Problem details: Only the lines below starting at the one that contains "PR #6748, opened 2026-08-27" and ending at the one that contains "- **Fail fast**: if" are to be reproduced, exactly and with both ends kept.

(Collected data)

○ ○ ○ ○

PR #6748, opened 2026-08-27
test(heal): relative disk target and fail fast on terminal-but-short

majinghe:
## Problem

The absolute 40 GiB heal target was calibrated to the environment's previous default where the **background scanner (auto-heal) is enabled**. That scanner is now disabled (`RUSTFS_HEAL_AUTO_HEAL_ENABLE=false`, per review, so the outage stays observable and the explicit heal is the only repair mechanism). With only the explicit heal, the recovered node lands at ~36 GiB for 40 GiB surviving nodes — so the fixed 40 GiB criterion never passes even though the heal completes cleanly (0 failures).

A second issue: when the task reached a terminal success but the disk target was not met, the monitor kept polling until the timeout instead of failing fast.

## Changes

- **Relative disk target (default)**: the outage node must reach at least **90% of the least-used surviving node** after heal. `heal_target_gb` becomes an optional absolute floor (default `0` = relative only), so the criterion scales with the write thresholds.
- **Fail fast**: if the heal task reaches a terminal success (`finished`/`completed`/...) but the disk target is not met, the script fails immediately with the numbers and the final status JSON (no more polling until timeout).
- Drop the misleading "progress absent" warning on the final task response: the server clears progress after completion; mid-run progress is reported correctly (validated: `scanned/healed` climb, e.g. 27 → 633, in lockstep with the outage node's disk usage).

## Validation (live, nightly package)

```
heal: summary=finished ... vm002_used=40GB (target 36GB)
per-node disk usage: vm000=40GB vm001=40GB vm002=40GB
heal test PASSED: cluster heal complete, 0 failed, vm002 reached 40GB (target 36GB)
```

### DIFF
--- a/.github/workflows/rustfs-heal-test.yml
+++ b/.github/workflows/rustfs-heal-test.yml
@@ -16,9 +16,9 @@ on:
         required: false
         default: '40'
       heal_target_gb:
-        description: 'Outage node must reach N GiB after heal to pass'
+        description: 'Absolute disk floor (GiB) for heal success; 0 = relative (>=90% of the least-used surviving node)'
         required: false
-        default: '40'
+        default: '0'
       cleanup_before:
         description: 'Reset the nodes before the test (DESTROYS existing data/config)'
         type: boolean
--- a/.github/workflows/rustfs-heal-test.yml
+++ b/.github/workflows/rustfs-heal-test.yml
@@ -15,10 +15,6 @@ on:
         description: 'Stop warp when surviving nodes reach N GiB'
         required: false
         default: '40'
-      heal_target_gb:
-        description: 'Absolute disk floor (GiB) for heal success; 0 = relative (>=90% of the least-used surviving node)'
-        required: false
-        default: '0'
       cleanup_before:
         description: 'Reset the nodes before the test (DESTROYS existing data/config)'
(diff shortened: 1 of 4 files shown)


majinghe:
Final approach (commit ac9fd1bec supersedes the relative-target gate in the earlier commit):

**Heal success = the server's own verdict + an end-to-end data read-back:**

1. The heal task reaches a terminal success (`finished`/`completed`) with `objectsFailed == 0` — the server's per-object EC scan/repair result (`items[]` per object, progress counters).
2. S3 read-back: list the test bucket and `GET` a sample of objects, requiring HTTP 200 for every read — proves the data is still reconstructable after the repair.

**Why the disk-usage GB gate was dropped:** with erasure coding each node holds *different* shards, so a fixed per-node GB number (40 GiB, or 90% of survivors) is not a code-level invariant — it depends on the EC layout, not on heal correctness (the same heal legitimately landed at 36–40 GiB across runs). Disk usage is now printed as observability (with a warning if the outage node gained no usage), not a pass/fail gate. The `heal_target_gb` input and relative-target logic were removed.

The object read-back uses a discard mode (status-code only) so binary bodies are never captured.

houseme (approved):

○ ○ ○ ○

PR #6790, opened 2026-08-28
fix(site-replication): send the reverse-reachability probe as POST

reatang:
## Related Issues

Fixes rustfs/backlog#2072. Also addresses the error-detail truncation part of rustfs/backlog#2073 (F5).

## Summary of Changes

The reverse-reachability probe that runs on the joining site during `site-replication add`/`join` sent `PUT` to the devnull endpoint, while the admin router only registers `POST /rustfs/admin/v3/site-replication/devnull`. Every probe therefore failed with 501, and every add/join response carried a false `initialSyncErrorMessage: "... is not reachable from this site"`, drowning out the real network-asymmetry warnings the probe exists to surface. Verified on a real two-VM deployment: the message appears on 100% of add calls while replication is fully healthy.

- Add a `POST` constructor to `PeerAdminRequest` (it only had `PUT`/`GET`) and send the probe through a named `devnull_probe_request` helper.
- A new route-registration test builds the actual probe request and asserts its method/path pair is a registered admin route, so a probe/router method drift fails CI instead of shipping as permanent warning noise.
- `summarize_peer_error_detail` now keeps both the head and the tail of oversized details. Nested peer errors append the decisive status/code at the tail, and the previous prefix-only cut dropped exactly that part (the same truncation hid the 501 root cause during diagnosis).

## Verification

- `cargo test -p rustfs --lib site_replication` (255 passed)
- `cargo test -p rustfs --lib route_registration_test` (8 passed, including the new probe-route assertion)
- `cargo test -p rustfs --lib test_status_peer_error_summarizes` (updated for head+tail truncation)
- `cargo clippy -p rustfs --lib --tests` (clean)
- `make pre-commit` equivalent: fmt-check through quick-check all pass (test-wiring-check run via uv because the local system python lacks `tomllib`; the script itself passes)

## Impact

○ ○ ○ ○

Response to this exercise:
PR #6748, opened 2026-08-27
test(heal): relative disk target and fail fast on terminal-but-short

majinghe:
## Problem

The absolute 40 GiB heal target was calibrated to the environment's previous default where the **background scanner (auto-heal) is enabled**. That scanner is now disabled (`RUSTFS_HEAL_AUTO_HEAL_ENABLE=false`, per review, so the outage stays observable and the explicit heal is the only repair mechanism). With only the explicit heal, the recovered node lands at ~36 GiB for 40 GiB surviving nodes — so the fixed 40 GiB criterion never passes even though the heal completes cleanly (0 failures).

A second issue: when the task reached a terminal success but the disk target was not met, the monitor kept polling until the timeout instead of failing fast.

## Changes

- **Relative disk target (default)**: the outage node must reach at least **90% of the least-used surviving node** after heal. `heal_target_gb` becomes an optional absolute floor (default `0` = relative only), so the criterion scales with the write thresholds.
- **Fail fast**: if the heal task reaches a terminal success (`finished`/`completed`/...) but the disk target is not met, the script fails immediately with the numbers and the final status JSON (no more polling until timeout).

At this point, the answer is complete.